▸ What you need to do:
Search the entries for the word "setting" and pull out each line that has it.

Saved data entries
PR #292, opened 2019-05-30
Construct SMBuilder with config instead of environment

NickyMateev:
# Construct SMBuilder with configuration instead of environment

## Motivation

Service Manager custom implementations most likely would require information regarding different base SM configuration properties. In this way, custom SM implementations can wrap the default SM configuration easier, only provide the default one to the SM Builder and not have the default configuration "encapsulated" inside the constructor of the SM Builder.

## Approach

The `sm.New()` function now takes as final parameter a config instead of environment.

This PR also removes panicing inside some functions and delegating the error down to the `main()` functions.

## Pull Request status

* [x] Initial implementation

### DIFF
--- a/pkg/sm/sm.go
+++ b/pkg/sm/sm.go
@@ -43,10 +43,7 @@ import (
 	"github.com/Peripli/service-manager/storage/postgres"
 
 	"github.com/Peripli/service-manager/api/filters"
-	"github.com/Peripli/service-manager/cf"
-	"github.com/Peripli/service-manager/pkg/env"
 	"github.com/Peripli/service-manager/pkg/web"
-	"github.com/spf13/pflag"
 )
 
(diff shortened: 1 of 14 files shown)


pkg/sm/sm.go
```diff
@@ -79,23 +79,18 @@ func DefaultEnv(additionalPFlags ...func(set *pflag.FlagSet)) env.Environment {
...
 	}
 	if err := cf.SetCFOverrides(environment); err != nil {
-		panic(fmt.Errorf("error setting CF environment values: %s", err))
+		return nil, fmt.Errorf("error setting CF environment values: %s", err)
 	}
-	return environment
+	return environment, nil
 }
 
 // New returns service-manager Server with default setup. The function panics on bad configuration
```
DimitarPetrov: Maybe change the comment since function does not panic anymore

PR #294, opened 2019-05-31
Store and return raw catalog when SM acts as a Broker

KirilKabakchiev:
* remove pmorie/osb-client and implement our own logic to calls brokers' get catalog endpoint - the reason is that we'd like to support the upcoming OSB generic catalog extensions
* improve storage wiring in sm.go so that creating an ecrypting repository does not secretly depend on logic that happens when storage is initialized (Storage.Open)
* add more tests (broker_tests.go and osb_tests.go)
* sm now returns 502 instead of 400 when registering or updating a broker that cannot be reached during catalog fetching


pkg/sm/sm.go
```diff
@@ -98,40 +99,38 @@ func New(ctx context.Context, cancel context.CancelFunc, env env.Environment) *S
...
-	waitGroup := &sync.WaitGroup{}
-
 	smStorage := &postgres.Storage{
 		ConnectFunc: func(driver string, url string) (*sql.DB, error) {
 			return sql.Open(driver, url)
 		},
 	}
 
+	// Decorate the storage with credentials encryption/decryption
+	encryptingDecorator := storage.EncryptingDecorator(ctx, &security.AESEncrypter{}, smStorage)
```
KirilKabakchiev: it no longer matters if this is before or after storage initialization (it does not depend on storage.Open)

storage/storagefakes/fake_key_store.go
```diff
@@ -0,0 +1,346 @@
+// Code generated by counterfeiter. DO NOT EDIT.
```
NickyMateev: This isn't used anywhere... do we need it?

storage/postgres/keystore.go
```diff
@@ -33,6 +33,9 @@ type Safe struct {
 	UpdatedAt time.Time `db:"updated_at"`
 }
 
+type KeyStore struct {
```
NickyMateev: Leftover?

storage/catalog/fetcher_test.go
```diff
@@ -0,0 +1,172 @@
...
+		return catalog.Fetcher(common.DoHTTP(t.reaction, t.expectations), version)
+	}
+
+	basicAuth := func(username, password string) string {
+		auth := username + ":" + password
+		return base64.StdEncoding.EncodeToString([]byte(auth))
+	}
+
+	BeforeEach(func() {
+		testBroker = &types.ServiceBroker{
```
NickyMateev: There's no need to construct the broker in a `BeforeEach` every single time

storage/catalog/fetcher_test.go
```diff
@@ -0,0 +1,172 @@
...
+				},
+			},
+		}
+	})
+
+	entries := []TableEntry{
+		Entry("successfully fetches the catalog bytes", testCase{
+			expectations: &common.HTTPExpectations{
+				URL: url,
+				Headers: map[string]string{
```
NickyMateev: Extract the headers as they are the same for every test case

test/broker_test/broker_test.go
```diff
@@ -1214,14 +1339,28 @@ var _ = test.DescribeTestsFor(test.TestCase{
...
 					Context("when an existing service plan is modified", func() {
 						Context("when catalog service plan id is modified but the catalog name is not", func() {
+							var expectedCatalog string
+
 							BeforeEach(func() {
-								sbCatalog := brokerServer.Catalog
+								expectedCatalog = string(brokerServer.Catalog)
 
-								catalog, err := sjson.Set(string(sbCatalog), "services.0.plans.0.id", "new-id")
+								catalog, err := sjson.Set(string(brokerServer.Catalog), "services.0.plans.0.id", "new-id")
```
NickyMateev: Why not use `expectedCatalog` here directly? (in this instance and in some places above)

test/broker_test/broker_test.go
```diff
@@ -1087,44 +1189,55 @@ var _ = test.DescribeTestsFor(test.TestCase{
 									Status(http.StatusConflict).JSON().Object().Keys().Contains("error", "description")
 
 								assertInvocationCount(brokerServer.CatalogEndpointRequests, 1)
+							})
+
+							It("is returned from the repository in the brokers catalog field", func() {
+								ctx.SMWithOAuth.PATCH("/v1/service_brokers/" + brokerID).
```
NickyMateev: This code is pretty similar and could probably be extracted into something like this:


```go
func verifyRepositoryReturnsBrokerCatalogField(brokerID, expectedCatalog string, expectedStatus int) {
        ctx.SMWithOAuth.PATCH("/v1/service_brokers/" + brokerID).
	    WithJSON(common.Object{}).
	    Expect().
	    Status(expectedStatus)

 	brokerFromDB, err := repository.Get(context.TODO(), types.ServiceBrokerType, brokerID)
	Expect(err).ToNot(HaveOccurred())

 	Expect(string(brokerFromDB.(*types.ServiceBroker).Catalog)).To(MatchJSON(expectedCatalog))
}
```

storage/interfaces.go
```diff
@@ -172,6 +172,9 @@ type TransactionalRepository interface {
 	InTransaction(ctx context.Context, f func(ctx context.Context, storage Repository) error) error
 }
 
+// RepositoryDecorator allows decorating a TransactionalRepository
+type RepositoryDecorator func(TransactionalRepository) (TransactionalRepository, error)
```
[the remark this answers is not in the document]
KirilKabakchiev: then it depends on storage.Open to have been called secretly (you would only be able to do NewEncryptingRepository after storage has been initialized (initializesStorageWithSafeTErmination)

storage/registry.go
```diff
@@ -40,8 +40,18 @@ func InitializeWithSafeTermination(ctx context.Context, s Storage, options *Sett
 	}, wg)
 
 	if err := s.Open(options); err != nil {
-		return fmt.Errorf("error opening storage: %s", err)
+		return nil, fmt.Errorf("error opening storage: %s", err)
 	}
 
-	return nil
+	var decoratedRepository TransactionalRepository
```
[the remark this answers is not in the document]
KirilKabakchiev: idea of the decorators was to allow hiding the wrapping of strorages/ repositories so that creating the NewEncryptingRepository does not depend on the storage being open

pkg/sm/sm.go
```diff
@@ -98,40 +99,38 @@ func New(ctx context.Context, cancel context.CancelFunc, env env.Environment) *S
 		panic(fmt.Sprintf("error validating configuration: %s", err))
 	}
 
+	// Setup the default http client
 	http.DefaultTransport.(*http.Transport).TLSClientConfig = &tls.Config{InsecureSkipVerify: cfg.API.SkipSSLValidation}
+	http.DefaultClient.Transport = http.DefaultTransport
```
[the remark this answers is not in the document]
KirilKabakchiev: just following the initial idea of using default transport and adding it to the default http client and then using the default http client when creating the catalog fetcher (it accepts a http function)

storage/catalog/fetcher_test.go
KirilKabakchiev: There is also no way in go to declare it as a constant - this is the only way to guarantee it will be in the "expected" state before each test runs - otherwise someone might add more tests later on that modify it and this would lead to tests not testing what should be tested

pkg/types/service_offering.go
```diff
@@ -52,16 +52,34 @@ func (e *ServiceOffering) Validate() error {
...
-		return errors.New("service offering catalog name missing")
+		return fmt.Errorf("service offering catalog name missing")
 	}
 	if e.BrokerID == "" {
-		return errors.New("service offering broker id missing")
+		return fmt.Errorf("service offering broker id missing")
+	}
+	var array []interface{}
+	if len(e.Tags) != 0 {
+		if err := json.Unmarshal(e.Tags, &array); err != nil {
```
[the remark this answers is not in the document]
KirilKabakchiev: This wont work - the test below fails which points out that the validation for metadata with value "{invalid" passed successfully and it was successfully inserted in the database when using .Valid

```
v1/service_brokers
/Users/i321655/go/src/github.com/Peripli/service-manager/test/test.go:48
  additional non-generic tests
  /Users/i321655/go/src/github.com/Peripli/service-manager/test/broker_test/broker_test.go:57
    PATCH
    /Users/i321655/go/src/github.com/Peripli/service-manager/test/broker_test/broker_test.go:449
      when the broker catalog is modified
      /Users/i321655/go/src/github.com/Peripli/service-manager/test/broker_test/broker_test.go:825
        when an existing service plan is modified
        /Users/i321655/go/src/github.com/Peripli/service-manager/test/broker_test/broker_test.go:1356
          when metadata is invalid json
          /Users/i321655/go/src/github.com/Peripli/service-manager/test/broker_test/broker_test.go:1414
            the catalog is correctly returned by the repository [It]
            /Users/i321655/go/src/github.com/Peripli/service-manager/test/broker_test/broker_test.go:1035
```

storage/catalog/fetcher_test.go
NickyMateev: Clever, I understand

PR #295, opened 2019-06-03
[Fixit] Introduce SQL query builder

pankrator:
## Motivation

Currently building queries is hard to read and reason about. Introducing query builder will cleanup the sql building.
This change adds order by and limit to the storage layer.


storage/postgres/query_builder.go
```diff
@@ -0,0 +1,330 @@
...
+
+func (qb *QueryBuilder) List(ctx context.Context, entity PostgresEntity) (*sqlx.Rows, error) {
+	if qb.err != nil {
+		return nil, qb.err
+	}
+
+	baseTableName := entity.TableName()
+	var baseQuery string
+	label := entity.LabelEntity()
+	if label == nil {
```
dpanayotov: can this be moved to `constructBaseQueryForLabelable` where `if label == nil { return the code from constructBaseQueryForEntity}` and delete `constructBaseQueryForEntity`

storage/postgres/query_builder.go
```diff
@@ -0,0 +1,330 @@
...
+}
+
+func NewQueryBuilder(db pgDB) *QueryBuilder {
+	return &QueryBuilder{
+		db: db,
+	}
+}
+
+func (qb *QueryBuilder) List(ctx context.Context, entity PostgresEntity) (*sqlx.Rows, error) {
+	if qb.err != nil {
```
dpanayotov: write some godoc somewhere that these methods are not thread-safe and the QueryBuilder cannot be reused.
I'd rather have queryBuilder in postgresql storage and reuse it instead of create new one every time.
The chaining can be extracted in another structure created once-per-build and `queryBuilder.NewQuery().WithCriteria()....` instead of `queryBuilder.WithCriteria()...`

storage/postgres/query_builder.go
```diff
@@ -0,0 +1,330 @@
...
+}
+
+func (qb *QueryBuilder) Return(fields ...string) *QueryBuilder {
+	qb.returningFields = append(qb.returningFields, fields...)
+
+	return qb
+}
+
+func (qb *QueryBuilder) Limit(limit int) *QueryBuilder {
+	if limit <= 0 {
```
dpanayotov: this check should be in `Criterion.Validate`

storage/postgres/query_builder.go
```diff
@@ -0,0 +1,330 @@
...
+	return qb.db.QueryxContext(ctx, qb.sql, qb.queryParams...)
+}
+
+func (qb *QueryBuilder) Return(fields ...string) *QueryBuilder {
+	qb.returningFields = append(qb.returningFields, fields...)
+
+	return qb
+}
+
+func (qb *QueryBuilder) Limit(limit int) *QueryBuilder {
```
dpanayotov: These 2 should be private. You should configure these only via `WithCriteria`

storage/postgres/query_builder.go
```diff
@@ -0,0 +1,330 @@
...
+
+type orderRule struct {
+	field     string
+	orderType query.OrderType
+}
+
+type QueryBuilder struct {
+	db pgDB
+
+	sql         string
```
dpanayotov: maybe make it `strings.Builder` for performance

storage/postgres/query_builder.go
```diff
@@ -0,0 +1,330 @@
...
+	}
+	return validateFields(columns, fields...)
+}
+
+func validateReturningFields(columns map[string]bool, returningFields ...string) error {
+	if len(returningFields) > 0 {
+		if returningFields[0] == "*" {
+			return nil
+		}
+		return validateFields(columns, returningFields...)
```
dpanayotov: the error will not be meaningful - enrich it with context about the 'returning` part

storage/postgres/query_builder.go
```diff
@@ -0,0 +1,330 @@
...
+	}
+	return ""
+}
+
+func validateOrderFields(columns map[string]bool, orderRules ...orderRule) error {
+	fields := make([]string, 0, len(orderRules))
+	for _, or := range orderRules {
+		fields = append(fields, or.field)
+	}
+	return validateFields(columns, fields...)
```
dpanayotov: enrich error with context that this is about the `order by` part

storage/postgres/query_builder.go
```diff
@@ -0,0 +1,330 @@
...
+}
+
+func (qb *QueryBuilder) WithLock() *QueryBuilder {
+	if _, ok := qb.db.(*sqlx.Tx); ok {
+		qb.hasLock = true
+	}
+	return qb
+}
+
+func (qb *QueryBuilder) finalizeSQL(entity PostgresEntity) error {
```
dpanayotov: `buildQueryForEntity` which would return `(string, error)` if you make qb reusable

pkg/query/selection.go
```diff
@@ -49,6 +49,9 @@ const (
 	NotInOperator Operator = "notin"
 	// EqualsOrNilOperator takes two operands and tests if the left is equal to the right, or if the left is nil
 	EqualsOrNilOperator Operator = "eqornil"
+
+	// NoOperator signifies that this is not an operator
+	NoOperator Operator = "noop"
```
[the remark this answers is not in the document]
dpanayotov: should this operator be in the global operators list?

pkg/query/selection.go
```diff
@@ -88,6 +91,14 @@ const (
 	FieldQuery CriterionType = "fieldQuery"
 	// LabelQuery denotes that the query should be executed on the entity's labels
 	LabelQuery CriterionType = "labelQuery"
+	// ResultQuery is used to further process result
+	ResultQuery CriterionType = "resultQuery"
```
dpanayotov: should this be in the `supportedQueryTypes`?

pkg/query/selection.go
```diff
@@ -88,6 +91,14 @@ const (
...
+)
+
+const (
+	OrderBy string = "orderBy"
+
+	Limit string = "limit"
```
dpanayotov: add appropriate validation for these and the resultQuery in the validate method

storage/postgres/storage.go
```diff
@@ -229,7 +235,9 @@ func (ps *Storage) Delete(ctx context.Context, objType types.ObjectType, criteri
 	if err != nil {
 		return nil, err
 	}
-	rows, err := deleteAllByFieldCriteria(ctx, ps.pgDB, entity.TableName(), entity, criteria)
+
+	qBuilder := NewQueryBuilder(ps.pgDB)
+	rows, err := qBuilder.WithCriteria(criteria...).Return("*").Delete(ctx, entity)
```
dpanayotov: This order is strange. It seems more natural to say `Delete(ctx, entity).WithCriteria().Return()`

pkg/query/selection.go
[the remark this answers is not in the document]
pankrator: Currently no, because it will not be parsed from the URL's query

storage/postgres/query_builder.go
pankrator: It is nice to have these, as they allow for easier query building

pkg/query/selection.go
pankrator: Currently no, because it will not be parsed from the URL's query

storage/postgres/storage.go
pankrator: If it is implemented the way you propose, it will need to have one more method call to signify execution of query. For example: `qBuilder.Delete().WithCriteria().Return().Result()`

pkg/query/selection.go
```diff
@@ -114,6 +125,21 @@ func ByLabel(operator Operator, leftOp string, rightOp ...string) Criterion {
...
+const (
+	AscOrder  OrderType = "ASC"
+	DescOrder OrderType = "DESC"
+)
+
+func WithOrder(field string, orderType OrderType) Criterion {
+	return newCriterion(OrderBy, NoOperator, []string{field, string(orderType)}, ResultQuery)
+}
+
+func WithLimit(limit string) Criterion {
```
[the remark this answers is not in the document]
pankrator: I agree here, but then we have to do it in several places also.
What do you think about changing rightOp to interface{}?

pkg/query/selection.go
```diff
@@ -114,6 +125,21 @@ func ByLabel(operator Operator, leftOp string, rightOp ...string) Criterion {
...
 }
 
+type OrderType string
+
+const (
+	AscOrder  OrderType = "ASC"
+	DescOrder OrderType = "DESC"
+)
+
+func WithOrder(field string, orderType OrderType) Criterion {
```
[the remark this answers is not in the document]
pankrator: It becomes too long in my opinion if you have Limit and Order by you have to say twice `ByResult()`.
What  do you think about `query.OrderResultBy('field', AscOrder')` and `query.LimitResultBy(2)`?

storage/postgres/query_builder.go
pankrator: Removed them

PR #296, opened 2019-06-05
Allow pflag creation for slices

NickyMateev:
# Allow pflag creation for slices

## Motivation

There could be situations where slices are part of SM's configuration and corresponding pflags should be able to be created based on that.

## Approach

Remove the restriction for slices.

## Pull Request status

For example:

* [x] Initial implementation

### DIFF
--- a/pkg/env/env.go
+++ b/pkg/env/env.go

▸ Response area:
-		panic(fmt.Errorf("error setting CF environment values: %s", err))
+		return nil, fmt.Errorf("error setting CF environment values: %s", err)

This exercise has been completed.